Prompt:
In the entries below, every line with the string "ready" is to be reported.

Saved entries
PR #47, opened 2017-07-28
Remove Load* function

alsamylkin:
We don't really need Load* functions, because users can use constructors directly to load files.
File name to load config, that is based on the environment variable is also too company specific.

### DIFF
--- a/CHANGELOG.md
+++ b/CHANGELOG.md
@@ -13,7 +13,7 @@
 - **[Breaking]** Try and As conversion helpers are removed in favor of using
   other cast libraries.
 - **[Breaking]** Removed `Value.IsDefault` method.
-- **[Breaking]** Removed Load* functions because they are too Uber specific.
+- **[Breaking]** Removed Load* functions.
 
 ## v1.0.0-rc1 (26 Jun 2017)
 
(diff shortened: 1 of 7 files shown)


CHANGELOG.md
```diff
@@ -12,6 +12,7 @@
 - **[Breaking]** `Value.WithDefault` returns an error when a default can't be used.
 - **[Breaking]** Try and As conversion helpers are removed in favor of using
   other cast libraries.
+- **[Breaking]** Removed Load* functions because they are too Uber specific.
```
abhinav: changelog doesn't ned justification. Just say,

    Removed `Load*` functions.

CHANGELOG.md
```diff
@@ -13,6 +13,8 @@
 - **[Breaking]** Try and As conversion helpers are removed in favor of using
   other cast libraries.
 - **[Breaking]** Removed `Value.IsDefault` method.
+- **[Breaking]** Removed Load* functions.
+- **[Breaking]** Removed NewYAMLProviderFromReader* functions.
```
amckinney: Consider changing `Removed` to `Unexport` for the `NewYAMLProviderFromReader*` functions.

* * *

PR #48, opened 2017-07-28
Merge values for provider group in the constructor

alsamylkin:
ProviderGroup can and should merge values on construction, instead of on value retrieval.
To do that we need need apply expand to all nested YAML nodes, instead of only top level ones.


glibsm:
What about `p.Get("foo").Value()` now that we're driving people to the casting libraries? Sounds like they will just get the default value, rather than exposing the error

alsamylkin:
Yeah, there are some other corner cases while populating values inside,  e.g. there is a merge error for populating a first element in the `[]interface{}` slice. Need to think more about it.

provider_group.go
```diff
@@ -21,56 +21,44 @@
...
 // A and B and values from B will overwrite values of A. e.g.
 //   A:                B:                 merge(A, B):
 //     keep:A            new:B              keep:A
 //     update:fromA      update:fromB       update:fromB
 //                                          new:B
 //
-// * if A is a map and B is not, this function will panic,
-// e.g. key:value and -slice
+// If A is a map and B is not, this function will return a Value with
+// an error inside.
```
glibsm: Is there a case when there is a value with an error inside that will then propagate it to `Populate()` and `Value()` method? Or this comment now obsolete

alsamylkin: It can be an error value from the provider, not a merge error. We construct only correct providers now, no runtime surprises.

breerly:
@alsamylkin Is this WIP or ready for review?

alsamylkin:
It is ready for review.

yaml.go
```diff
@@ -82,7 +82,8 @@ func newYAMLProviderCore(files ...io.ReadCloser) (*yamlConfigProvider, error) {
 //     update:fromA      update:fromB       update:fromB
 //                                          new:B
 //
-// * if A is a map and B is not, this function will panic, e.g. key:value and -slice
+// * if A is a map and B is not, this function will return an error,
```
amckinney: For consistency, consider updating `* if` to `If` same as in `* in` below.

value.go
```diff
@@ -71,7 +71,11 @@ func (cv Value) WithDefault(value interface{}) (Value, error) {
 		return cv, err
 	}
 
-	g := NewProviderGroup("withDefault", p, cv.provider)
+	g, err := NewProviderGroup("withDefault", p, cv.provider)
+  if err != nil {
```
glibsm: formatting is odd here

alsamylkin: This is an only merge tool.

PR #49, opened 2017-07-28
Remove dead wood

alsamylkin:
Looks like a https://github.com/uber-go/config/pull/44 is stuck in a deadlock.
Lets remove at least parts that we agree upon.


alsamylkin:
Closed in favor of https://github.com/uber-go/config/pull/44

Task result:
@alsamylkin Is this WIP or ready for review?
It is ready for review.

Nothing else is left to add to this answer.